WHAT TO WORK ON: Whenever a line below includes the string "resolves", show it.

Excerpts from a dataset
◇ ◇ ◇ ◇ ◇ ◇ ◇

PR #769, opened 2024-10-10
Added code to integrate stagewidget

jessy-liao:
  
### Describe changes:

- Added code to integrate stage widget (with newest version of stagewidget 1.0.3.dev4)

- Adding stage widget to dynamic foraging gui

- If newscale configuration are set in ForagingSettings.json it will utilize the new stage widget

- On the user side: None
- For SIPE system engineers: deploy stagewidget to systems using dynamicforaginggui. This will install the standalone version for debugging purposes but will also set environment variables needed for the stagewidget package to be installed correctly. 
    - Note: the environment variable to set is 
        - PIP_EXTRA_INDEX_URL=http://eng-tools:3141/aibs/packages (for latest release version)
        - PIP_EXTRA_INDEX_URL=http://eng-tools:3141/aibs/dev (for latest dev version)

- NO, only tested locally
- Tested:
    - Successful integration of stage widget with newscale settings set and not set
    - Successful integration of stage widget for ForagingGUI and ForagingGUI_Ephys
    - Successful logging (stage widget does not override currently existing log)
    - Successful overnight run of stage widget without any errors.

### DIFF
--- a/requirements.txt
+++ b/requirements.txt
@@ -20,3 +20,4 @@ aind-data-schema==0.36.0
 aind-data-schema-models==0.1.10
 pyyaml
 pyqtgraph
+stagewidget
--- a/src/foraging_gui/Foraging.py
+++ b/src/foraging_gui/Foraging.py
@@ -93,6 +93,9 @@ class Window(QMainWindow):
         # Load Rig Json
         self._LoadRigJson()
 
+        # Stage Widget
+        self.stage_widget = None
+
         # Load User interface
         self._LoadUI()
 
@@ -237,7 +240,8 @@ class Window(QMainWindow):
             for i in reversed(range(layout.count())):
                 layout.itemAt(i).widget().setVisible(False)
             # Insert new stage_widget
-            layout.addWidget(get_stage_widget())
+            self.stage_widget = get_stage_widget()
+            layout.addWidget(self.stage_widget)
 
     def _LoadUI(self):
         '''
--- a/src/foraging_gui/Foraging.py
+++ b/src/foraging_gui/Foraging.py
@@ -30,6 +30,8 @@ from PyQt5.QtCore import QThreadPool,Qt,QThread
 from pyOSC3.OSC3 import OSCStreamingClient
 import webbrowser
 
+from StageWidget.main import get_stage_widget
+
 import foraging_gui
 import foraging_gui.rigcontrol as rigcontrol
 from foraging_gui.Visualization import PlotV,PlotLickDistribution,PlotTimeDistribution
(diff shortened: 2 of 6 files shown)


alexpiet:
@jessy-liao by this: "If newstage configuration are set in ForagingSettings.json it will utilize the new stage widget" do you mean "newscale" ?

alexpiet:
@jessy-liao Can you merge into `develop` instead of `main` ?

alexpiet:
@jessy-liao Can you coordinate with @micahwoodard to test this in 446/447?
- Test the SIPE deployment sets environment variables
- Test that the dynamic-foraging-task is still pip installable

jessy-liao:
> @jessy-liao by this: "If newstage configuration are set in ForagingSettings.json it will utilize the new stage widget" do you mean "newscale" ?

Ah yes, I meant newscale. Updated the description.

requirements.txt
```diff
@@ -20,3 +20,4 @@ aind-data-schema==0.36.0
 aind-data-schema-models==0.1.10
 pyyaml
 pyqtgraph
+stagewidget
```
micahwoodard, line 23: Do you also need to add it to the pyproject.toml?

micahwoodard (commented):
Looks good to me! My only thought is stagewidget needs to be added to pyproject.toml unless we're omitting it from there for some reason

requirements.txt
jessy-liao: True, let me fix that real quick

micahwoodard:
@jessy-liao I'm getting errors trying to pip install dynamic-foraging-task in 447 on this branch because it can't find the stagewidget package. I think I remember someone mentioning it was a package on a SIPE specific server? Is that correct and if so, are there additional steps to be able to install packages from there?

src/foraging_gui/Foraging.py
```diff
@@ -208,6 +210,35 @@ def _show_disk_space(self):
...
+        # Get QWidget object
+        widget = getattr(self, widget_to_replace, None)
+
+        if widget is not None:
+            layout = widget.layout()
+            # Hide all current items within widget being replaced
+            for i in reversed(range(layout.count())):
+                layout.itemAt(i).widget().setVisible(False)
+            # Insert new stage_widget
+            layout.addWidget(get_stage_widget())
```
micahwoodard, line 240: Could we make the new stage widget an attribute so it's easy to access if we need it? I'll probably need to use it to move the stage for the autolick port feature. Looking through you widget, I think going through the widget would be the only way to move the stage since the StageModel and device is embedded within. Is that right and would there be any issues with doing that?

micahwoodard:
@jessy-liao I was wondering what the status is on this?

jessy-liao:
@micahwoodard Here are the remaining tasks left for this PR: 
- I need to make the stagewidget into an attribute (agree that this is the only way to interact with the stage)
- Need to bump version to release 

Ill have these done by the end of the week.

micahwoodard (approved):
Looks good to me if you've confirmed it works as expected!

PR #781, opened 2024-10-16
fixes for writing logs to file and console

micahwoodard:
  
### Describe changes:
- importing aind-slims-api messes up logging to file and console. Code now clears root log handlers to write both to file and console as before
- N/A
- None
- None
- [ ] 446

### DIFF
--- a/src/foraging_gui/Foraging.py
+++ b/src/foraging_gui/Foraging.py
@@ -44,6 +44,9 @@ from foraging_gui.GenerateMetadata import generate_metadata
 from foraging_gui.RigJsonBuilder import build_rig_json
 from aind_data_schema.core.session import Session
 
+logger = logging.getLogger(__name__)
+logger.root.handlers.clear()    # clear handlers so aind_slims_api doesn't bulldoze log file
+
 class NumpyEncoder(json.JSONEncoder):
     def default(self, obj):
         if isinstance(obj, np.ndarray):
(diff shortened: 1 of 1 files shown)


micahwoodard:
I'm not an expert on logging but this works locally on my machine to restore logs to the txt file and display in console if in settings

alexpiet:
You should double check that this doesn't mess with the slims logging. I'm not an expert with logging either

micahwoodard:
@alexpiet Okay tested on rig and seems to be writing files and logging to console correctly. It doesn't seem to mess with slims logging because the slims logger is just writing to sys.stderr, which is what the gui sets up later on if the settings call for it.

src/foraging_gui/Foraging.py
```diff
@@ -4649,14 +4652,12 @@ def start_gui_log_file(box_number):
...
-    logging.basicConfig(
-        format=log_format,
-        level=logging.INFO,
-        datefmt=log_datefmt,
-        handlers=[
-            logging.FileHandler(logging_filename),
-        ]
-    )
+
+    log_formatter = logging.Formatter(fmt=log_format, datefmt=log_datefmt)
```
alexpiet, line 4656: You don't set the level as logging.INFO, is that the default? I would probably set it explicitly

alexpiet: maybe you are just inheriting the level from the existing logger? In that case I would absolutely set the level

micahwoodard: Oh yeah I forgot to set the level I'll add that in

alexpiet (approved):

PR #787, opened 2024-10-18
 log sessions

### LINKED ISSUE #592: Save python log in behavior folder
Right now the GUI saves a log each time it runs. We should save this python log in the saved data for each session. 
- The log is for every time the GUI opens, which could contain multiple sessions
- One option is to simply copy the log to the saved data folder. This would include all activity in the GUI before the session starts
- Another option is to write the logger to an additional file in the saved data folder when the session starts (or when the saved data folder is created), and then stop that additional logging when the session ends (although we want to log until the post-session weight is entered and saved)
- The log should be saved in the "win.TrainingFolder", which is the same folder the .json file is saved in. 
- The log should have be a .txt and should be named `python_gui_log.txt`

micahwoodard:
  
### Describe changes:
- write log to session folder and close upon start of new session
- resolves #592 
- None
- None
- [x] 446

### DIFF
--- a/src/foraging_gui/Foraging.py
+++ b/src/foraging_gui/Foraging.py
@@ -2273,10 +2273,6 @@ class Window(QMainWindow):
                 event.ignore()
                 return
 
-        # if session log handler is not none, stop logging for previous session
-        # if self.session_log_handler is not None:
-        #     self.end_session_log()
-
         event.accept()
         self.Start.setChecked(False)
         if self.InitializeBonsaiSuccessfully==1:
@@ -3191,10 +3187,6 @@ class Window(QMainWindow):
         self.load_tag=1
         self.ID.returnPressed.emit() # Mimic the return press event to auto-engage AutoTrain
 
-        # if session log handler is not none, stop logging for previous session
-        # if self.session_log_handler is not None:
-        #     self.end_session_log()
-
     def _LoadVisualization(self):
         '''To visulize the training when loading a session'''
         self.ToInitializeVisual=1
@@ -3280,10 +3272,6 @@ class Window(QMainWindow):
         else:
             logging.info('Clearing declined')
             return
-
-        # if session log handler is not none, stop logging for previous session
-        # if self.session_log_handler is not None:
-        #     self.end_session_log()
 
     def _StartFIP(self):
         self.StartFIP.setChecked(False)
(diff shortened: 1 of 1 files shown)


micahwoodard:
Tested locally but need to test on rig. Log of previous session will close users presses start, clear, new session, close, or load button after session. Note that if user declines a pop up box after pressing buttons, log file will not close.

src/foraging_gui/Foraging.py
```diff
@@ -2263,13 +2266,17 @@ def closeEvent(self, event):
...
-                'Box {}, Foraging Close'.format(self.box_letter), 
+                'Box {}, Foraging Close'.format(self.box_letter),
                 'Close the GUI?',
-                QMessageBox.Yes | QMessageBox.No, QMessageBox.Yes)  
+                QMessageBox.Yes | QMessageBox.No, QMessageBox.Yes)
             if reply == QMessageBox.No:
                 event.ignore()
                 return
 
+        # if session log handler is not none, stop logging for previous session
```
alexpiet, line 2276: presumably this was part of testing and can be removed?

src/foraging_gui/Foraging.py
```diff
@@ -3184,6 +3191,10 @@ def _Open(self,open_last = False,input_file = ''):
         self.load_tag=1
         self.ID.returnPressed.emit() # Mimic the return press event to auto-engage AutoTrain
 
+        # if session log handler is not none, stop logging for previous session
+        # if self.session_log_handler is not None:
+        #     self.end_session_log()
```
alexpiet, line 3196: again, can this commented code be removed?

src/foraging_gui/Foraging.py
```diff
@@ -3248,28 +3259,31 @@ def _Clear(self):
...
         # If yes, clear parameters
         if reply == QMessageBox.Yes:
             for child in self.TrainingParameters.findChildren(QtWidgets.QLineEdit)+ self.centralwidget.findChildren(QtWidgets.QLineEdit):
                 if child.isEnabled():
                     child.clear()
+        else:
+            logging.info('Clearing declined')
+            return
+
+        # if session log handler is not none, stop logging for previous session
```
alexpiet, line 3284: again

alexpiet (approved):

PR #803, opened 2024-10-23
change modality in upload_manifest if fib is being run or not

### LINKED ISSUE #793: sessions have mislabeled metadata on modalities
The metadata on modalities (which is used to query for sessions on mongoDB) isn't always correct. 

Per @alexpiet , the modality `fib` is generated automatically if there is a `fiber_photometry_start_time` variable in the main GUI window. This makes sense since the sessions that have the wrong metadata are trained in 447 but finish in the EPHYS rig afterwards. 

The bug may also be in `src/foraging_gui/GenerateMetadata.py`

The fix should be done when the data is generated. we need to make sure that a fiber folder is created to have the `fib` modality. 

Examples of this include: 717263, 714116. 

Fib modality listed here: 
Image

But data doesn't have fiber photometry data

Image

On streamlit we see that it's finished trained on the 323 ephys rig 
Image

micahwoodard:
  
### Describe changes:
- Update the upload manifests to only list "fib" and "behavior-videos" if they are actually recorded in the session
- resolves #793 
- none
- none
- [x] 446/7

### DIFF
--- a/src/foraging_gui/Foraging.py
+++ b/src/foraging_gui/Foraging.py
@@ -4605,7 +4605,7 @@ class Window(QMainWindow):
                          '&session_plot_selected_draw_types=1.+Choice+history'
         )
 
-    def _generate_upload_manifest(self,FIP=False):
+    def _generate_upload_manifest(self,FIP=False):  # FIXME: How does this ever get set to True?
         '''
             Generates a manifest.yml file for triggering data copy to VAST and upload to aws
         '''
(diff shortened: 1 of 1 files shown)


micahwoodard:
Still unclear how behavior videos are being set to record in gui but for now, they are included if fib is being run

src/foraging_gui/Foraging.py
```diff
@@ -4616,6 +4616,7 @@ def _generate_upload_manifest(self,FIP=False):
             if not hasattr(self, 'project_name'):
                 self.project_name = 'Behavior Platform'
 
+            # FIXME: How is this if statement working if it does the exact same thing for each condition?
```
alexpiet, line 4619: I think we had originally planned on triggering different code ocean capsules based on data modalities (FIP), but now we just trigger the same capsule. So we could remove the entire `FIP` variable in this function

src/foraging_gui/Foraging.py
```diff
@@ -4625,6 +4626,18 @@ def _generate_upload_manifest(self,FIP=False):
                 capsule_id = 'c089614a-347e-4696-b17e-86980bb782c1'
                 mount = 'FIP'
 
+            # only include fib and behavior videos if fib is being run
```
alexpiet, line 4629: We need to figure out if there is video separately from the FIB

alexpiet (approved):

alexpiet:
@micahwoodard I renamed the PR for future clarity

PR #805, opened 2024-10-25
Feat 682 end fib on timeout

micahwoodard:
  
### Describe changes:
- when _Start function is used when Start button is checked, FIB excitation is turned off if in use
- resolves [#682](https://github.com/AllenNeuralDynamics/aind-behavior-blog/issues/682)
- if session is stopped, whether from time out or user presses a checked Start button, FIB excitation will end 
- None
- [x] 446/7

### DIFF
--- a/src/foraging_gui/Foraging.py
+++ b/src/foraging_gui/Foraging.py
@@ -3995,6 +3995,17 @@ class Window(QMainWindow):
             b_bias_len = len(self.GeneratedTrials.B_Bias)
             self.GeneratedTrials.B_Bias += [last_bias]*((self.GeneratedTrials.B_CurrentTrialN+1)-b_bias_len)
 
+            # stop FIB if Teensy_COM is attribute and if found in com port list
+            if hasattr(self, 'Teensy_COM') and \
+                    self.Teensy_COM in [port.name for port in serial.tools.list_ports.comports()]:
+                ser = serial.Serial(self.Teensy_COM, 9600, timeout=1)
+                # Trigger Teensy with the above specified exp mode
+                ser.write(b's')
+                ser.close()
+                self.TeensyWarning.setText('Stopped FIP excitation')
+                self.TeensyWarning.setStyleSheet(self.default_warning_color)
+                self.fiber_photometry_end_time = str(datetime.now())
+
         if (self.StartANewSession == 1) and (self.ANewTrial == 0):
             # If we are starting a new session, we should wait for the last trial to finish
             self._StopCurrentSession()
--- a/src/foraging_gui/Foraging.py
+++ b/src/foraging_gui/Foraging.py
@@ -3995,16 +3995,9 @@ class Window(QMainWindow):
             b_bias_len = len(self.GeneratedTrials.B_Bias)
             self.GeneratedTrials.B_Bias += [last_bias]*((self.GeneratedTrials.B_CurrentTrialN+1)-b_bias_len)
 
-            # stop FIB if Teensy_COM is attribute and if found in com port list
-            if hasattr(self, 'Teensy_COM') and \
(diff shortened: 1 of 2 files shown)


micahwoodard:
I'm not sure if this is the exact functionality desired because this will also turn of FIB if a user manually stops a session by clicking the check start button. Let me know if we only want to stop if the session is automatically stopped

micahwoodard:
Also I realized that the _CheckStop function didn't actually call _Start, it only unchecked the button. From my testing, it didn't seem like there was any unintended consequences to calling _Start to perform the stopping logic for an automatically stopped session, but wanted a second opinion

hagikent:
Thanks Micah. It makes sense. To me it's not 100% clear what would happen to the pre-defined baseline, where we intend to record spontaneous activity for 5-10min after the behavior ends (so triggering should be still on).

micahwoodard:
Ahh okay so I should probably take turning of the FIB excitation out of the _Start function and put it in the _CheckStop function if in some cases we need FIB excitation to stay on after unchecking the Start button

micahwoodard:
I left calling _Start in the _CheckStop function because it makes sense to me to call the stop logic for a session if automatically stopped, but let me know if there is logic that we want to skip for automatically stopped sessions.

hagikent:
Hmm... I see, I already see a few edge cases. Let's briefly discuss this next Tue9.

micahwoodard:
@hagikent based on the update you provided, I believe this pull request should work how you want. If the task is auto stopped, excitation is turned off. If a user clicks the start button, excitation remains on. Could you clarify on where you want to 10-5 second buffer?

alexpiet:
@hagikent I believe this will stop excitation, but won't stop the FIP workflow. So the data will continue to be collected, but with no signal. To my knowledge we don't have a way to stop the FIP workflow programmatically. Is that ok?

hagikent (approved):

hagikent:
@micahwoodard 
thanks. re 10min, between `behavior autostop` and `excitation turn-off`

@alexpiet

◇ ◇ ◇ ◇ ◇ ◇ ◇

WRITTEN ANSWER:
- resolves #592 
- resolves #793 
- resolves [#682](https://github.com/AllenNeuralDynamics/aind-behavior-blog/issues/682)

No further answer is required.